One number is the whole answer: the tally of lines in the records below that contain "both".

**Available data:**
* * * * * * * * *
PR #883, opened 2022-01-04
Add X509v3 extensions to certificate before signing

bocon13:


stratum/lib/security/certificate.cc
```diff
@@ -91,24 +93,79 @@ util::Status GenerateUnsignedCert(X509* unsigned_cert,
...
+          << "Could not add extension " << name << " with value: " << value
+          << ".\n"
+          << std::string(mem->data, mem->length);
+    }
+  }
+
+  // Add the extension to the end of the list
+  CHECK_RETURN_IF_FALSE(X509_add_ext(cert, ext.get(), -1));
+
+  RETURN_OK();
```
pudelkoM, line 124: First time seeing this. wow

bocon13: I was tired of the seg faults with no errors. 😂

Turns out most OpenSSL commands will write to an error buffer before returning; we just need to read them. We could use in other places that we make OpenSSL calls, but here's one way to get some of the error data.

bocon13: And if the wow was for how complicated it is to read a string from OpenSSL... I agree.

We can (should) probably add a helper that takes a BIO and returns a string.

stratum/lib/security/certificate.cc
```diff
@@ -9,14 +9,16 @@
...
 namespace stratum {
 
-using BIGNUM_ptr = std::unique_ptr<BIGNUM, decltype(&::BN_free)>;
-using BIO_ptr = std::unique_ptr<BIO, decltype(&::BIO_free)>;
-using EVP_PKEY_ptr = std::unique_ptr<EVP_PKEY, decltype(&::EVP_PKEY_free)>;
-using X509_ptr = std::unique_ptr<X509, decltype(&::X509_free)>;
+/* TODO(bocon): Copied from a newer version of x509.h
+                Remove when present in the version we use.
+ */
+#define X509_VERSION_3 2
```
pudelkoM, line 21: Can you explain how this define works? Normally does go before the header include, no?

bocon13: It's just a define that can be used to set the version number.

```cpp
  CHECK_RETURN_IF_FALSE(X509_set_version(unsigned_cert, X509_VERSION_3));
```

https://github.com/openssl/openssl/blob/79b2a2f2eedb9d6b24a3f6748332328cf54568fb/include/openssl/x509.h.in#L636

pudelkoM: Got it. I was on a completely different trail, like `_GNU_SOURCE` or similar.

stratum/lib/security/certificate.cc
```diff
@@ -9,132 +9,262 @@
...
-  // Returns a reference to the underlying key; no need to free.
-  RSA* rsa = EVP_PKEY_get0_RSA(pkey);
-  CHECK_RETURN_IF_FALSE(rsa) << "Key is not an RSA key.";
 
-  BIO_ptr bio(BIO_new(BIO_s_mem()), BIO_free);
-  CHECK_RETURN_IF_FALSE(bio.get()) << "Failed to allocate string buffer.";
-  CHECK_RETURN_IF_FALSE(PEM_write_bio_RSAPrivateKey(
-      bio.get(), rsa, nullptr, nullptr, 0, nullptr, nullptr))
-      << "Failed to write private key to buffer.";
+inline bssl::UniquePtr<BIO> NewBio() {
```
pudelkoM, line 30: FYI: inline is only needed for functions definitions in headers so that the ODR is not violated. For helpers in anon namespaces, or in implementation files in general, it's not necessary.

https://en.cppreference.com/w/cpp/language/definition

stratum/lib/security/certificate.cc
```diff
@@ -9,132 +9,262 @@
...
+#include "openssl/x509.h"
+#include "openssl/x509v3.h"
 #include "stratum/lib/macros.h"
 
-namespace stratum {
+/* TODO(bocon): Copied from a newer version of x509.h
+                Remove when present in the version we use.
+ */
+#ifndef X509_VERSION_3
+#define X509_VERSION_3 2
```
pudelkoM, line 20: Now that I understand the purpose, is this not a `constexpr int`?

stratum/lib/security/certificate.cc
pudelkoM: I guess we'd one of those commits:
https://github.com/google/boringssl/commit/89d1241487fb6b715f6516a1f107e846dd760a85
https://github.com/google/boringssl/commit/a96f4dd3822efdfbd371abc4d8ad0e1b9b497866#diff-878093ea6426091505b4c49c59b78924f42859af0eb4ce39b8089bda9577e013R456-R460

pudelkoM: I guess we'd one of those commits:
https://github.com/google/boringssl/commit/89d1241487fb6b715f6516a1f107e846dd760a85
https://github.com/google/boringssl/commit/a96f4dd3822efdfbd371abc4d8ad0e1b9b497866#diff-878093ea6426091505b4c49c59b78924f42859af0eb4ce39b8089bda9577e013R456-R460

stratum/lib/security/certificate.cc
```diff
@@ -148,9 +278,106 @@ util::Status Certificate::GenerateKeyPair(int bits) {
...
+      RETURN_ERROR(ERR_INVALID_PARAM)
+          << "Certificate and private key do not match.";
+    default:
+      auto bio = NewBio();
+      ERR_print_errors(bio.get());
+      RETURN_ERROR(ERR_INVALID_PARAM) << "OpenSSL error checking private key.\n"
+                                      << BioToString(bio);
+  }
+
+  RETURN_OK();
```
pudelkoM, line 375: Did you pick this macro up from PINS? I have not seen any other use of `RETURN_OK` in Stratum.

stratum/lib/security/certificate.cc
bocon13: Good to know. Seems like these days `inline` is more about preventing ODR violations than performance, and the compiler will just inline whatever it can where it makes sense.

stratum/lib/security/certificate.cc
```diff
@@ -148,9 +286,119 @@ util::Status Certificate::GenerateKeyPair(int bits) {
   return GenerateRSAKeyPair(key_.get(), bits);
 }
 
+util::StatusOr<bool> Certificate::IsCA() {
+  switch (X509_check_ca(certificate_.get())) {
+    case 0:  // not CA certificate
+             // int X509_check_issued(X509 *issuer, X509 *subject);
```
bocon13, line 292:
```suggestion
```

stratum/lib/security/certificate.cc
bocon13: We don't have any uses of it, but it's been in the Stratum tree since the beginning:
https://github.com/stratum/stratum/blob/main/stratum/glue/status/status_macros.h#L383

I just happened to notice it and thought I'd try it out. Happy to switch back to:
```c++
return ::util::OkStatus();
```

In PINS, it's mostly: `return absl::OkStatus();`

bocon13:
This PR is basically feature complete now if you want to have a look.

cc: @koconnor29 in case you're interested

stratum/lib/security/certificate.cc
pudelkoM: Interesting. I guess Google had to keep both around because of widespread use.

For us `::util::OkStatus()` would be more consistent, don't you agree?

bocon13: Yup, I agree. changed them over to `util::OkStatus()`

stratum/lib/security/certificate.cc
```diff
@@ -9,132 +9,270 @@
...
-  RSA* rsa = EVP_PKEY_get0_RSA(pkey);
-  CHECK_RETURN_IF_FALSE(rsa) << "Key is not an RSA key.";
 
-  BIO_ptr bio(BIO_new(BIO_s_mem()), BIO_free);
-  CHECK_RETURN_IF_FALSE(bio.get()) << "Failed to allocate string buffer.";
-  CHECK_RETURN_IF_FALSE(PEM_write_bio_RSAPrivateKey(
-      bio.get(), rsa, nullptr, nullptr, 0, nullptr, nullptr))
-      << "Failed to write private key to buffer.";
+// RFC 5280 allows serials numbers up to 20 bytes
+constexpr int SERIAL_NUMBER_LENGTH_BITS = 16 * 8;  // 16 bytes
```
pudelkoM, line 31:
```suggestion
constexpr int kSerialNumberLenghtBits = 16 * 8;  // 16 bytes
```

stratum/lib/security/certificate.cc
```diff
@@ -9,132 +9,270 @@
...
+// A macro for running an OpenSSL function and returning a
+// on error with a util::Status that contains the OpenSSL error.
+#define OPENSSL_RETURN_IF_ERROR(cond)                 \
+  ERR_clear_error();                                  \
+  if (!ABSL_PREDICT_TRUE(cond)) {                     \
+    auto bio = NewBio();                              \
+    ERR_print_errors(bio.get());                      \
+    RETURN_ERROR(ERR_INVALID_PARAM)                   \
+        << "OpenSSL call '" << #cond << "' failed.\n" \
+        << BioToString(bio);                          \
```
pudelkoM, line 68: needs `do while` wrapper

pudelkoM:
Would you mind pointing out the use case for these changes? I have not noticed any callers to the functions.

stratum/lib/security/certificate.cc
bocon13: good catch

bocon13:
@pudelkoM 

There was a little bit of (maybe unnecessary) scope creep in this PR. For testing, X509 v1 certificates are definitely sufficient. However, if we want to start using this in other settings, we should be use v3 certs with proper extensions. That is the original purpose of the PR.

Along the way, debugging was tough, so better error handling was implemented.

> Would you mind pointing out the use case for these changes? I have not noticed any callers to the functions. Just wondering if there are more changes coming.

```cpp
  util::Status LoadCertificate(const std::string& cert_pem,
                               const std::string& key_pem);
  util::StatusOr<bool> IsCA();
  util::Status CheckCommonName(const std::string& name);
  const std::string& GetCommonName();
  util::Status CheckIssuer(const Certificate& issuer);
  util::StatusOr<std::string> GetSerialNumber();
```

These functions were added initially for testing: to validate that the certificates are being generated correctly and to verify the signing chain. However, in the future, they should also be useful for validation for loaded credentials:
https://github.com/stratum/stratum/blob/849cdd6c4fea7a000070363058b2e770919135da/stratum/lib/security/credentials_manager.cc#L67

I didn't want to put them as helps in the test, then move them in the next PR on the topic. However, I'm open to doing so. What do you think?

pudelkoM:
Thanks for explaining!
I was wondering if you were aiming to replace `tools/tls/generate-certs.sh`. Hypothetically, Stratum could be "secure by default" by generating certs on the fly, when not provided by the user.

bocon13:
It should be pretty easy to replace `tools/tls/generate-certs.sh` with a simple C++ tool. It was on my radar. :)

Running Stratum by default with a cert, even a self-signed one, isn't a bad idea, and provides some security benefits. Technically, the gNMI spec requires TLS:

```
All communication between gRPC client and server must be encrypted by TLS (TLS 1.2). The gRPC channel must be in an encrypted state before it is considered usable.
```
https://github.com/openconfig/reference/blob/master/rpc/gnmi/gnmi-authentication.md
* * * * * * * * *
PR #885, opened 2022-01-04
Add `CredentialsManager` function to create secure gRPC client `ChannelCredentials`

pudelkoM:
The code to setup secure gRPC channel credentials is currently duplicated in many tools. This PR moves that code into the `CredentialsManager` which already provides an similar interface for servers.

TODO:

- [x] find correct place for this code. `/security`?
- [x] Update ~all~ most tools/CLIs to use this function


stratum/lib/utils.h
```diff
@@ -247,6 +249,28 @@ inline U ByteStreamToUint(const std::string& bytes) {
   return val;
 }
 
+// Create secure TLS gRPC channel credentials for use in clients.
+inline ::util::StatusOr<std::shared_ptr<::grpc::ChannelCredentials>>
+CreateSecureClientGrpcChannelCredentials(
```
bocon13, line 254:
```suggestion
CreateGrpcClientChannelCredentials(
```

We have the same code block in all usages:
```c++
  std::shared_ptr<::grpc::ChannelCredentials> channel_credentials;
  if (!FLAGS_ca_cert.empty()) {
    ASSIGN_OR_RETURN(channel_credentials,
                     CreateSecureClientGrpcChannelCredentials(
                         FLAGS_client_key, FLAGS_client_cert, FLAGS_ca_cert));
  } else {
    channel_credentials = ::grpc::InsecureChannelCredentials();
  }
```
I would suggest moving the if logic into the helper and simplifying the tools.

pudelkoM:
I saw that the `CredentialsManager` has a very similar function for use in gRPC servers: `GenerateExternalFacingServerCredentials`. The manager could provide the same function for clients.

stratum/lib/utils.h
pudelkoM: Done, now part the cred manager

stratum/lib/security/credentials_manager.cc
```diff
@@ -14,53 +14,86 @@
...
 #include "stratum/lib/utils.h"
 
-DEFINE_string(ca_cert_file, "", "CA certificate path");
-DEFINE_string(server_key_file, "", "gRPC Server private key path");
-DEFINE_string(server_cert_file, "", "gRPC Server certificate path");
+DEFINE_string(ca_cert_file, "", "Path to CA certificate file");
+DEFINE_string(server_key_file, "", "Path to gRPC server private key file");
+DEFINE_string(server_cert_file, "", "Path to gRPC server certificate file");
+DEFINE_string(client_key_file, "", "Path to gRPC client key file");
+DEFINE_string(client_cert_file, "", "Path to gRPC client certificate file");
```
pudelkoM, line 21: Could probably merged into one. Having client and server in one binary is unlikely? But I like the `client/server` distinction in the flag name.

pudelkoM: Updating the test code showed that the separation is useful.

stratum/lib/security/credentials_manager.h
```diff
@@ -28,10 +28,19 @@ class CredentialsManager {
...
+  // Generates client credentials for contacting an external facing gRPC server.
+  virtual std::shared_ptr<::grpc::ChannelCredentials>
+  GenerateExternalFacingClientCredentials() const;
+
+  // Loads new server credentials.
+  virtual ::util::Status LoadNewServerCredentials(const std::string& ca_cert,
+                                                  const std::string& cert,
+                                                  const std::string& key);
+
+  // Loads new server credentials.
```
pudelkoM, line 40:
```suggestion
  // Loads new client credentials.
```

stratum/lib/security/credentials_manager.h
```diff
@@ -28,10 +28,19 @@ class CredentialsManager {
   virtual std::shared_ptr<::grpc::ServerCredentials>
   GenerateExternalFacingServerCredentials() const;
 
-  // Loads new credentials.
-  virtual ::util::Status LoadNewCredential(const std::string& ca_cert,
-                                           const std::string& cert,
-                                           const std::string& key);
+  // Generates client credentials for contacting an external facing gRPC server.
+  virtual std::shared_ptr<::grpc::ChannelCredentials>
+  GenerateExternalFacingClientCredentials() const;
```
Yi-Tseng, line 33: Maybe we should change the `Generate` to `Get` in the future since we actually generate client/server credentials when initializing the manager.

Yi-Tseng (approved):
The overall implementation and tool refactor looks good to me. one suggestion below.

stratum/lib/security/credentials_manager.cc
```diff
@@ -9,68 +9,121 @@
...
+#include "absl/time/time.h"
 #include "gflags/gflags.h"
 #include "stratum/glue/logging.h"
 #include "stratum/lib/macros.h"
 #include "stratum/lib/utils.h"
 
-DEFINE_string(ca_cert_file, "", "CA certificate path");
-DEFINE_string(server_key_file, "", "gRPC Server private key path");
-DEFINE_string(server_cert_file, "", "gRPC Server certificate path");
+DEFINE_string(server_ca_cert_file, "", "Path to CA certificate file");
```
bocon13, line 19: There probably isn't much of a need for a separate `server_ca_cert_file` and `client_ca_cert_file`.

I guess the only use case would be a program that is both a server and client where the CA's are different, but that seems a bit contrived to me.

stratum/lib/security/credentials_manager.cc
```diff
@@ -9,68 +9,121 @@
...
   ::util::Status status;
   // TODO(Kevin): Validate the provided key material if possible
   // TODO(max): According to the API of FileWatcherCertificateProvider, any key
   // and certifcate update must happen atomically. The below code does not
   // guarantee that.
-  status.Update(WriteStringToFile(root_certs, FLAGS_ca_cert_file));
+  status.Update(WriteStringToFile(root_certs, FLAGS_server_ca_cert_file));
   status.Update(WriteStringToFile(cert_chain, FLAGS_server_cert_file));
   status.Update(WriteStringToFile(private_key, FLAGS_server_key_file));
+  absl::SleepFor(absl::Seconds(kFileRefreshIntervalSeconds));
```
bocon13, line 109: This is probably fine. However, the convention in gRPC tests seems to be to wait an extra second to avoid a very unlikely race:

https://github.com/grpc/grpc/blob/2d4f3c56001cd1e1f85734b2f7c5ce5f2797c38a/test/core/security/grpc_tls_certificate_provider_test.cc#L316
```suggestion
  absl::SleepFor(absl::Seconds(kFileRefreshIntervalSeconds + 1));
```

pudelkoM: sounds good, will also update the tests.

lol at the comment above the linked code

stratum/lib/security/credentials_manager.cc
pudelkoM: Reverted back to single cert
* * * * * * * * *
**Response for this exercise:** 2